Localizing and branding user experience and content

When we met them, Printing.com already had a presence throughout Europe; thus UI and the templates themselves had to be localized. They also distributed Silicon Designer different ways: in some cases they worked through subsidiary organizations in certain countries and licensed the technology directly to others.

Printing.com was able to deploy UI across multiple languages, with multiple brands, thanks to the customization layer of Designer, which enabled them to have distinct front ends with unique characteristics. Yet these shared a common back end which typically fed their centralized production environment (it did additionally facilitate multi-facility production).

As far as the content itself, they were able to create their own internal tool that allowed for easy translation of templates. The modularity and customizable nature of Designer let them give template designers an easy way to localize content, again making the template creation process as efficient as possible.

Points of integration

Printing.com had defined a number of features that required integration, and again, the very foundation of Silicon Designer was crucial in meeting their goals. They had, for example, multiple forms of image galleries that they wanted to use as asset sources. Not only could clients upload their own images and maintain libraries of uploaded assets, but the Printing.com sites integrated with stock photo services such as Fotolia.

Silicon Designer was quite ready for this, as we already had a model to abstract out integration from any image source, whether it be a DAM, a stock photo service, social media, or whatever else might come up. Our system of “drivers” for different asset sources made this easy for us to collaboratively support. They coded the image galleries, and we simply gave them an easy way to plug these into Designer.

Being focused on efficiency, variables were also a big deal to Printing.com: they didn’t want users to have to re-type information that was already known through site interaction (like company names, logos and phone numbers), so they extended the variable data concepts of Designer to support seamless integration with the rest of their web commerce engine.

SAAS

Finally, they were all about production, and their Flyerlink system needed to talk to Silicon Designer in different ways. Here our RESTful services infrastructure and modular architecture helped provide the proper hooks for ensuring a high-degree of back end automation.

Lessons Learned

We are thankful to have met the wonderful people of Printing.com and to have helped them tackle the challenges of web-to-print. It is always nice to work with thought leaders, and it is great to see a deployment stay live for a long time (10 years and counting), while continually evolving to accommodate the ever-changing nature of business and technology.

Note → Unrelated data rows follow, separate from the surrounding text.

PR #21, opened 2018-01-27
GCC treats certain warnings as errors when instructed to do so.

KaleviKolttonen:
Fix printf() calls so that compiling works on Fedora Linux 27.


joysfera:
I happened to fix these printf() before I noticed your PR, sorry.
Thank you anyway!

PR #30, opened 2018-05-12
Allow SIO patch to be applied to Altirra OS

robmcmullen:
Added a check for Altirra OS in ESC_PatchOS to allow the fast SIO loading to work.


joysfera:
thanks!

PR #38, opened 2018-08-03
libatari800

robmcmullen:
This is my initial version of atari800 as a library. It creates a libatari800 configure target which generates a static library. It requires no external or platform-specific libraries to build.

It basically provides a way to generate successive video frames under the control of a user program. The user API is pretty thin at the moment, some minimal setup code, generating the next frame, and getting pointers to some of the internal products like the 64k main memory and the screen as stored in Screen_atari. It's up to the user program to do anything with the data.


joysfera:
I am curious what is the purpose of such library? Also, the patch has some conflicting files right now.

robmcmullen:
> I am curious what is the purpose of such library? 

Emulator can be built without any dependencies **or** used inside another program. I've been developing a cross-platform graphical debugger.

debugger

robmcmullen:
> Also, the patch has some conflicting files right now.

I hadn't been keeping this branch up to date because nobody had expressed interest in these past few months, but I'm happy to bring it up to date and maintain it if it is acceptable.

robmcmullen:
I also have a threaded debugger to get around the problem that a single threaded program can't handle both Atari800_Frame and PLATFORM_Exit.

joysfera:
cross platform debugger sounds great. Please update the conflicting files.

robmcmullen:
I'm working on getting this patch working with the new Automake configuration files. I might end up closing this patch and opening a new one just so it won't include the cruft of the old Autoconf stuff.

mikrosk:
You are free to force push ("overwrite") new history, within this PR. Just replace the branch with whatever changes you like, this PR will get updated accordingly.

pik33:
Libatari without OS dependencies would be good to port for a RPi bare metal system called Ultibo. I plan to do the port anyway, but having the platform independent code will speed up the process

robmcmullen:
> Libatari without OS dependencies would be good to port for a RPi bare metal system called Ultibo. I plan to do the port anyway, but having the platform independent code will speed up the process

Platform independent code was the goal. The only dependency this patch has is libm.

robmcmullen:
I just force-pushed over the old branch, so the patch is now updated to conform to the new Automake system. If compiled with `./configure --target=libatari800` it will create a static library and a simple test program that shows the embedding in action by emulating 200 frames as fast as it can.

I added a new README.libatari800 describing the changes and usage.

mikrosk:
I let @joysfera comment too but from my point of view -- wouldn't be more interesting to actually create the patch in that way that libatari800 would be used to link the actual executable of atari800? Therefore we wouldn't need to maintain yet another target and yet anyone could play with your library to his/her liking.

joysfera:
I haven't looked at the patch yet so I can't comment - I am just curious if such nice generic approach wouldn't add an unnecessary software layer that could slow the resulting binary down. Also, wouldn't it limit what @robmcmullen plans to do with the library? I mean in theory it sounds nice but too much abstraction could affect the performance.

mikrosk:
@robmcmullen will tell us about possible speed/abstraction trade-offs for sure. I'm familiar with such division in many open source projects, i.e. I take only the library part and ignore executable. Sometimes it is done via some configure switch, like `./configure --no-<project executable name>` or so.

robmcmullen:
The atari800 core is already pretty well abstracted, virtually everything machine-specific is in a subdirectory. I think of the libatari800 target as just another front-end. All libatari800 is really doing is providing an API to access the internals of atari800, so that external programs don't have to be compiled in with the atari800 source.

My particular use case for libatari800 is embedding atari800 in a Python program that provides the UI and debugger.

mikrosk:
I've briefly looked at the patch - I think you are right, Rob - it really makes sense to consider it as another target because that library isn't really a library. It reminds me another (existing) target, not sure how much supported these days - it was called "basic" or so? (IIRC, it's the `#ifdef BASIC` code) It was UI-less, exactly as your "library", rendered just frame. So maybe it would be worth reworking/extending that target?

robmcmullen:
Here's a view of what I'm using libatari800 for: embedding atari800 in a GUI to implement a graphical debugger. It uses save states stored in memory to implement the rewind feature. 
peek 2018-08-23 19-22

mikrosk:
> I am curious what is the purpose of such library? Also, the patch has some conflicting files right now.

Interestingly, there has been a pretty nice outcome also thanks to this library: https://github.com/pedgarcia/fujisan. Who would have thought. ;)

PR #47, opened 2018-10-13
Fixes typo in EMUOS_ALTIRRA defines

dmsc:
As subject says... this prevented applying the SIOV patch into Altirra OS roms.


mikrosk:
Nice catch, merged.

The experience with this solution reinforced our commitment to extensibility, modularity, and ease of integration. Printing.com has also inspired our ongoing work in making template setup easier and easier. Their unique insight into the world of business collateral, coupled with their requirements for scalability across a global deployment, have proved valuable in informing and testing the Silicon Designer product, as we continue to provide a solid core foundation for online editing, ready to be implemented in very different ways by organizations with profoundly different visions.